(Source information Opens)
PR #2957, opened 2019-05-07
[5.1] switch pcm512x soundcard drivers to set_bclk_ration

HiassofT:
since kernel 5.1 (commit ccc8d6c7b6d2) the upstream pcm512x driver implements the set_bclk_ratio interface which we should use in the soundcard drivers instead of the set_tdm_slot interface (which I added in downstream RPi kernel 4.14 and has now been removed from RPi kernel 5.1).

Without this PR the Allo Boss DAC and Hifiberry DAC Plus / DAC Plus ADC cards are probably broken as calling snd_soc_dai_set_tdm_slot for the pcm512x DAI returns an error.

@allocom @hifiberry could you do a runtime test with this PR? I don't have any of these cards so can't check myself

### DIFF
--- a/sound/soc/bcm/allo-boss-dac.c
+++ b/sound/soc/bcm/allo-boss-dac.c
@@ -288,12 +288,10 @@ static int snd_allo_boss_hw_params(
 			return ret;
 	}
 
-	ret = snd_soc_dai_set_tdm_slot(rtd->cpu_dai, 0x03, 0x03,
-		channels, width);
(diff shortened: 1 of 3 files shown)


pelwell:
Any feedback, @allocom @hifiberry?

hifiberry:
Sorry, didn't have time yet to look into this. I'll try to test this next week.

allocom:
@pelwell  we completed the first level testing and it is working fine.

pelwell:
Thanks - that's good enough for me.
(Source information Closes)
(Source information Opens)
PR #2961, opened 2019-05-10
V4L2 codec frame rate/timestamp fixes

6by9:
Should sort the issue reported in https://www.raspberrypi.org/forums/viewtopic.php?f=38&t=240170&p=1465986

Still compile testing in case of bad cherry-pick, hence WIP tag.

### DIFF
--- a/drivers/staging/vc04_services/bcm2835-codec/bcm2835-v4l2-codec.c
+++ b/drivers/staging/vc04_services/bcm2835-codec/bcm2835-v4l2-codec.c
(Source information Closes)
What you will do — How many lines of the entries hold the word "have"? Respond with the number alone.

Exercise result — 2